Here’s the PrimeFaces Showcase:

http://www.primefaces.org/showcase/ui/home.jsf

Some JS/HTML5 Widgets, they haven’t adapted the word “showcase” for Javascript yet (that I’ve seen), but they will:

http://wijmo.com/demo/explore/

Flex/Flash. Of course Adobe. They’ve made 15 trillion of each type of widget and still no one likes Flash. Imagine — the platform destroyed its goal — useability:

http://www.adobe.com/cfusion/exchange/index.cfm?l=-1&o=desc&cat=186&event=productHome&s=5&exc=15

Flash has soooo many private sites full of widgets:

http://www.coolwidgetsgadgets.com/

So, there are for instance a billion calendar widgets.  And every single gig I had to do UI for, not one of them was good enough for what the business wanted.  Barely a one.

On almost every gig I did UI on, a few things happened:

1. Copy-paste UI code. The biggest nightmare, usually due top-down developers who didn’t have programming fundamentals (like a BA who became a “developer.”) Write 100 times, deploy 100 times.

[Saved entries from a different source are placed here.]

PR #10687, opened 2023-05-24
ESbuild single image fixes + nodemon changes

mike12345567:
## Description
Fixes the single image build, as well as fixing the nodemon process for the server.


aptkingston (approved):

hosting/single/Dockerfile
```diff
@@ -1,22 +1,22 @@
...
 # install node-gyp dependencies
 RUN apt-get update && apt-get upgrade -y && apt-get install -y --no-install-recommends apt-utils cron g++ make python
 
 # add pin script
 WORKDIR /
-ADD scripts/pinVersions.js scripts/cleanup.sh ./
+ADD scripts/cleanup.sh ./
 RUN chmod +x /cleanup.sh
 
 # build server
```
adrinr, line 11: We will be already using the built version, right? If so, this comment needs to be removed and we can change this to be `yarn install --frozen-lockfile --production=true`

hosting/single/Dockerfile
```diff
@@ -1,22 +1,22 @@
...
 WORKDIR /app
 ADD packages/server .
-RUN node /pinVersions.js && yarn && yarn build && /cleanup.sh
+RUN yarn && /cleanup.sh
 
 # build worker
 WORKDIR /worker
 ADD packages/worker .
-RUN node /pinVersions.js && yarn && yarn build && /cleanup.sh
+RUN yarn && /cleanup.sh
```
adrinr, line 19: Same here

hosting/single/Dockerfile
adrinr: Actually, we need to do the same to the worker/server dockerfile

mike12345567: Fixed - added for server/worker as well.

adrinr (approved):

Maintenance hell.
2. Inversion of control nightmares — usually from hardcore backend/administrator types who think the command line solves everything. One widget that does everything — and very brittle at that in the end. More points of entry, higher cyclomatic index, more likelihood to break.
3.Happy medium — one widget does 80% of the lifting, write custom ones the other 20%. I think this is the best we could do with UX.

That happy medium is the *craftsmanship* — picking the point of scale or pattern.  It’s not something easily learned or taught; it may take some experience to figure out when a customer needs 1000 calendar widgets . . . or one.  Or even to convince them they need just one.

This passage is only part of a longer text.